Navy SEAL Dogs: My Tale of Training Canines for Combat
by Mike Ritland, Thea Feldman
Why You'll Love This
The dog that could take down an armed insurgent in the dark was once just a puppy that needed the right person to believe in it — and that person's story is just as remarkable.
- Great if you want: insider access to elite military K9 training and SEAL culture
- The experience: fast-moving and personal — reads more like a memoir than a manual
- The writing: Ritland writes with gritty specificity — operational detail grounded in genuine feeling
- Skip if: you want sustained combat narrative rather than training process and backstory
About This Book
Behind every elite military working dog is a trainer who understands them at a level most people never will. Mike Ritland spent years inside the secretive world of Navy SEAL canine units, selecting, training, and deploying dogs capable of feats that defy easy description — explosive detection, hostile elimination, and unwavering loyalty under fire. This book traces how Ritland found his calling, and in doing so, pulls back the curtain on a world where the bond between human and animal isn't sentimental — it's tactical, life-or-death, and profound.
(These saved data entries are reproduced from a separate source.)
Issue #2530, opened 2025-04-07
[Proposal] A new, more unified way to identify when iTowns view is loaded and stable for testing


airnez:
## Context
During march 2025 iTowns hackaton, we identified that using the view schedueler to subdivide TiledGeometryLayer's nodes was odd. It is an almost instantaneous process, and schedueling it along network request is confusing. The PR https://github.com/iTowns/itowns/pull/2521 and https://github.com/iTowns/itowns/pull/2525 do attempt to adress issue https://github.com/iTowns/itowns/issues/2421.

However, it does break our functionnal tests for a good reason: It becomes harder to know if current iTowns view is stabilized. 

* If the test launches prematurely, some layers might be missing (the scheduler becomes empty inbetween two layers addition). For the `source_stream_wfs_raster test`, that's what happens. `VIEW_EVENTS.LAYERS_INITIALIZED` event is triggered too early.

![Image](https://github.com/user-attachments/assets/fb1c4cf8-bba6-43a8-9664-696b67382ce6)

* If a test prematurely considers that the view is stabilized, it might measure values at the wrong moment. This is the case for `view_multiglobe` test

![Image](https://github.com/user-attachments/assets/dc08a297-66f4-4d2c-95d6-e0329acd82d8)

* It a sub-test ends prematurely, it might influence upcoming tests. This is the case for the two failing `globecontrol` tests.

![Image](https://github.com/user-attachments/assets/f35704d9-c1e4-4292-bd64-ff0f819fbf19)

It is possible to handle all those specific tests. By first querying the datasources prior to view instancing, it should be possible to avoid in-between layers `VIEW_EVENTS.LAYERS_INITIALIZED` trigger. Listening to animations or frameRequesters helps identifying view stabilization. 

It however feels like we are missing a more global approach. Something easy to tell wether or not current view is stabilized or not.

## Description of the proposal
Several implementation ideas (not exclusive)  :
- A specific layer property exposing wether or not a layer is currently "working"
- A new event VIEW_EVENTS.STABILIZED that properly tells when everything is set (how?) 
- A new way to add layers to the view specifying beforehand what will be part of the view. (Passing layer loading promises for instance)

jailln:
Thanks for this analysis and proposals 🙂 

[...]

Issue #1223, opened 2019-09-07
When zooming out, detailed imagery tiles should not disappear if less detailed tiles are not available.


crubier:
When zooming out of a view where all imagery tiles are loaded, the detailed tiles disappear, even before the less detailed tiles are loaded. 

The problem is seen happening repeatedly on this screen capture:

![Screen Recording 2019-09-07 at 11 01 38 mov](https://user-images.githubusercontent.com/2954572/64473462-00618480-d15f-11e9-9773-4d2222d4f83d.gif)

If detailed tiles are available but less detailed tiles are not available, then the detailed tiles should be visible even if they are too detailed for the current zoom level. Temporarily showing a bit too much detail is better than temporarily showing nothing/very low level of detail.

We are considering moving from cesium to itowns, but this (and a few other bugs) are preventing us from doing so.

gchoqueux:
Yes, unfortunately, it is a known behaviour.  We want to improve the rendering, we could plan it in the next 3 to 6 months.

PR #2609, opened 2025-10-06
Simplification of the loading process for rasterized tiles and mesh tiles  

### LINKED ISSUE #2816: Terrain min zoom blocks globe refinement
## Your Environment
* Version used: revision 56f189d 
* Browser: Chrome & Firefox
* Operating System: Ubuntu

## Context
A globe view stops refining correctly when the elevation layer is configured with a minimum zoom. Only a few coarse tiles appear, deeper levels do not load, and camera interactions become unreliable because picking has almost no refined ground to work with.

During the regression, the console repeatedly shows subdivision-blocked for the low-resolution elevation layer, that layer stays at `tileLevel: -1`, and a later frame update can end with "Uncaught TypeError: coordinates must be finite numbers".

## Steps to Reproduce
1. In the view_3d_map.html example, right after `config.source = new itowns.WMTSSource(config.source);` and before `view.addLayer(new itowns.ElevationLayer(...`, add `config.zoom = { min: 11 };`.
2. Load the example and zoom in on the globe. The tiles don't refine.

## Expected Behavior
The globe should keep refining normally. An elevation layer with zoom.min should simply start providing data from its configured minimum zoom without blocking root-level globe subdivision.

## Actual Behavior
Globe subdivision stalls at very low resolution. Refinement stays blocked on the elevation layer, deeper tiles do not load, and navigation and picking quality degrade sharply.

The regression was introduced by commit 3c64961 on master, titled "refacto(Source): refactor extentInsideLimit() to hasData()".
This looks like a regression in the interaction between globe subdivision and elevation-layer availability checks. If an elevation layer declares coverage but cannot fetch data yet because of zoom.min, root nodes appear to wait indefinitely for elevation data instead of continuing refinement until the layer becomes eligible.

gchoqueux:
## Description

This PR proposes a possible simplification of the loading process for **rasterized tiles** and **mesh tile subdivision**.

The goals are:
* remove the `LayeredMaterialNodeProcessing.js` and `TileProvider.js` files;
* move raster processing into `RasterTile` to better align with the iTowns architecture.

### Summary of changes

- `TileMesh` instances are now created **directly in** `TiledGeometryLayer`, **without using commands or providers**.
- Asynchronous tile mesh subdivision has been **preserved** to defer child creation and break the recursive `updateElements` chain.
- `updateLayeredMaterialNodeImagery` and `updateLayeredMaterialNodeElevation` have been **merged into a single lightweight method**, and texture loading is now handled by **`RasterTile#load`**.
- `TileProvider` has been **deleted**.

fix #2816


gchoqueux:
Rebased

gchoqueux:
I’ve come up with a possible way to simplify this — what do you think of these changes?

jailln:
It seems related to #2521 and #2525 which haven't been merged yet; but it goes a bit further, is that right? These PR where not merged because of #2530 . Do you have the same issue?

gchoqueux:
> It seems related to #2521 and #2525 which haven't been merged yet; but it goes a bit further, is that right? These PR where not merged because of #2530 . Do you have the same issue?

 ~~It doesn’t seem to have the same issue in [the functional tests.]( https://github.com/iTowns/itowns/actions/runs/18463907024/job/52602206787?pr=2609)~~
However, I did change the number of displayed tiles in the functional tests — maybe because this PR is not finished yet.

gchoqueux:
~~My bad, there's a issue with  `VIEW_EVENTS.LAYERS_INITIALIZED`, but it is not the same, it's called very late, it's almost the opposite.
I'll investigate~~ [solved](https://github.com/iTowns/itowns/pull/2609#issuecomment-3402644033)

gchoqueux:
@jailln I solved my problem, which was mainly caused by excessive data loading.
The functional tests work with this PR, there isn't issue like #2530

jailln:
> @jailln I solved my problem, which was mainly caused by excessive data loading. The functional tests work with this PR, there isn't issue like #2530

Oh ok I think I know why: in #2521 tilemesh creation doesn't go through the scheduler anymore (since there is no external query, it is not required), that's why it breaks the events. We saw a perf improvement with this change so it needs to be considered in my opinion.

gchoqueux:
> Oh ok I think I know why: in #2521 tilemesh creation doesn't go through the scheduler anymore (since there is no external query, it is not required), that's why it breaks the events. We saw a perf improvement with this change so it needs to be considered in my opinion.

As mentioned in the description, `TileMesh` requests and `TileProvider` are also removed, similar to PR #2521.

I'll also perform performance measurements. What performance results were observed in PR #2521, and in which processes were they measured?

jailln:
Oh ok, sorry I missed that! Nothing was measured, it was only a visual impression (tiles refinement when zooming in seemed faster). It would be nice to measure yes.

I know it's still in draft so you may have noticed it already but currently on the globe tiles don't load until I start zooming in.

gchoqueux:
Yes, there's somes bugs.

There is also the texture loading to be validated :

* Simplification of `LayeredMaterialNodeProcessing` with only one update method for both color and elevation.
* Texture loading is now handled by `RasterTile#load`.

Neptilo:
Hi! I'm starting to look into the loading processes to get familiar with them, in order to improve them after this simplification is completed. Thanks for the work done so far!
Do you need help fixing the remaining bugs?
What is the display bug you mention in `ElevationLayer.anyVisibleData`? I can see that changing the first `current.source` to `current?.source` already makes a big difference, but I assume you are referring to a deeper bug...

gchoqueux:
## Remaining work in this PR

* **finalize** the method for verifying data visibility :  `anyVisibleData` _vs_ `extentInsideLimit` methods
* **rewrite** some unit tests 
* **finalize** `tiles` property in `RasterTile`

## FAQ

> What is the display bug you mention in ElevationLayer.anyVisibleData? 

I don't remember exactly i remove the commentary

> I can see that changing the first `current.source` to `current?.source`, you are referring to a deeper bug ?

I think it's not a bug

> the others bugs : 

- wrong tile visibility
- wrong parent texture update

gchoqueux:
### Next steps to move forward on the PR

- An initial code review by at least 2 reviewers on the architecture and the core aspects of the PR. 
**The main code of this PR hasn’t changed for weeks; only minor formatting changes and rebases have been made.**

**Assistance can be provided on the following points:**
- Validation and finalization of the development of `anyVisibleData`
- Rewriting unit tests and improving coverage
- Help testing this PR on the various itowns examples

packages/Main/src/Core/Prefab/TileBuilder.ts
```diff
@@ -87,36 +87,31 @@ export function newTileGeometry(
...
+    let geometry = cacheTile.get(key);
 
-    // build geometry if doesn't exist
-    if (!promiseGeometry) {
-        let resolve;
-        promiseGeometry = new Promise((r) => { resolve = r; });
-        cacheTile.set(key, promiseGeometry);
+    if (geometry && !geometry.index) {
+        throw new Error('Geometry found in cache without index buffer');
+    }
```
Desplandis: Is this really possible to have a geometry without index here?

packages/Main/src/Core/Prefab/TileBuilder.ts
```diff
@@ -87,36 +87,31 @@ export function newTileGeometry(
...
+            builder,
+            { ...params, center },
+            cachedBuffers !== undefined
+                ? {
+                    index: cachedBuffers.index.array as
+                        Uint8Array | Uint16Array | Uint32Array,
+                    uv: cachedBuffers.uv.array as Float32Array,
+                }
+                : undefined,
+        );
```
Desplandis, line 113: It seems that this code could fail before this PR, are those exceptions catched somewhere?

packages/Main/src/Core/Tile/Tile.ts
```diff
@@ -210,4 +210,57 @@ export function tiledCovering(e: Extent, tms: string) {
     }
 }
 
+export class TileMatrixSetLimits {
```
Desplandis, line 252: This greatly simplifies the code in `TMSSource`!

In the future (maybe for the next hackaton), I will surely try to add a tile grid module similar to openlayer's [TileGrid](https://openlayers.org/en/latest/apidoc/module-ol_tilegrid_TileGrid.html) which will incorporates your changes here.

packages/Main/src/Layer/ElevationLayer.js
```diff
@@ -115,15 +114,16 @@ class ElevationLayer extends RasterLayer {
      * @return     {RasterElevationTile}  The raster elevation node added.
      */
     setupRasterNode(node) {
-        const rasterElevationNode = new RasterElevationTile(this);
+        const tiles = node.getExtentsByProjection(this.crs);
```
Desplandis: TODO: assert this code.

packages/Main/src/Layer/ElevationLayer.js
```diff
@@ -135,11 +135,16 @@ class ElevationLayer extends RasterLayer {
...
 
+        // Init the node by parent
+        rasterElevationNode.initFromParent(node.parent.material?.getElevationTile());
+
         return rasterElevationNode;
     }
 
-    update(context, layer, node, parent) {
-        return updateLayeredMaterialNodeElevation(context, this, node, parent);
+    anyVisibleData(node) {
```
Desplandis: We should find a better name. x)

packages/Main/src/Layer/LayerUpdateStrategy.ts
```diff
@@ -1,4 +1,4 @@
-import { EMPTY_TEXTURE_ZOOM } from 'Renderer/RasterTile';
+import { EMPTY_TEXTURE_ZOOM, RasterTile } from 'Renderer/RasterTile';
```
Desplandis:
```suggestion
import { EMPTY_TEXTURE_ZOOM, type RasterTile } from 'Renderer/RasterTile';
```

packages/Main/src/Layer/RasterLayer.js
```diff
@@ -19,6 +35,7 @@ class RasterLayer extends Layer {
             cacheLifeTime,
         });
 
+        this.visible = true;
```
Desplandis, line 38: Weird that this is not defined in `Layer`.

packages/Main/src/Renderer/RasterTile.js
```diff
@@ -1,9 +1,43 @@
...
 
 export const EMPTY_TEXTURE_ZOOM = -1;
 
+function materialCommandQueuePriorityFunction(material) {
+    // We know that 'node' is visible because commands can only be
+    // issued for visible nodes.
+    // TODO: need priorization of displayed nodes
+    // Then prefer displayed node over non-displayed one
+    return material.visible ? 100 : 10;
+}
```
Desplandis, line 16: We should prioritise either by screen-size error or screen-size radius of the tile. If equality between two tiles, we should prefer visible tiles. Let's leave it for the next PR though.

packages/Main/src/Renderer/RasterTile.js
```diff
@@ -1,9 +1,43 @@
...
+
+function refinementCommandCancellationFn(cmd) {
+    const { requester, view } = cmd;
+    const child = requester.children[0];
+
+    // to do remove useless
+    return !cmd.force && (!view || !requester.parent || !requester.material || !requester.material.visible || child?.visible);
+}
```
Desplandis, line 26: The previous conditions for aborting a command were the following. I've marked the ones that are still present in this PR:
- [x] The `TileMesh` parent is not defined (which likely means it is marked for deletion) or the material is not visible (which means that a more precise LOD is visible).
- [ ] The `TileMesh` has a more precise elevation texture attached, so we cancel the request (e.g. SRTM vs USGS layer in levels > 8 I suppose?). This condition no longer exists, is there a reason it was removed?
- [ ] The layer was removed. This was previously detected using two fragile conditions:
  + no update state on the node for this layer
  + the `_featuresCaches` no longer exists in the source (yikes...)

  I agree that both of these conditions should be removed, but do we still have a reliable way to detect when a layer has been detached or disposed?

packages/Main/src/Renderer/RasterTile.js
```diff
@@ -1,9 +1,43 @@
...
+    return {
+        view,
+        layer: tile.layer,
+        extentsSource,
+        extentsDestination: tile.tiles,
+        requester,
+        priority: materialCommandQueuePriorityFunction(requester.material),
+        earlyDropFunction: refinementCommandCancellationFn,
+        partialLoading: true,
+        force: tile.level == -1,
```
Desplandis: This new `force` parameter seems to prevent this command from being cancelled. Coud you explain the rationale behind the condition `tile.level == -1`?

packages/Main/src/Renderer/RasterTile.js
```diff
@@ -37,9 +71,12 @@ export class RasterTile extends THREE.EventDispatcher {
         }
 
         this.textures = [];
+        this.tiles = tiles;
```
Desplandis, line 74:
```suggestion
        /** @type{Tile[]} */
        this.tiles = tiles;
```

packages/Main/src/Main.js
```diff
@@ -16,7 +16,6 @@ export { default as View } from 'Core/View';
 export { VIEW_EVENTS } from 'Core/View';
 export { default as FeatureProcessing } from 'Process/FeatureProcessing';
 export { default as ObjectRemovalHelper } from 'Process/ObjectRemovalHelper';
-export { updateLayeredMaterialNodeImagery, updateLayeredMaterialNodeElevation } from 'Process/LayeredMaterialNodeProcessing';
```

What makes this book worth reading is Ritland's voice: direct, unpretentious, and earned through years of real experience rather than observation from a distance. Co-written with Thea Feldman for accessibility, it balances insider detail with genuine warmth, never tipping into jargon or self-congratulation. The result is a compact, propulsive read that moves between personal memoir and operational insight without losing either thread. Readers drawn to military nonfiction will find the behind-the-scenes specifics genuinely illuminating — and anyone who has ever loved a dog will find the human-canine relationship here reframed in a way that stays with them.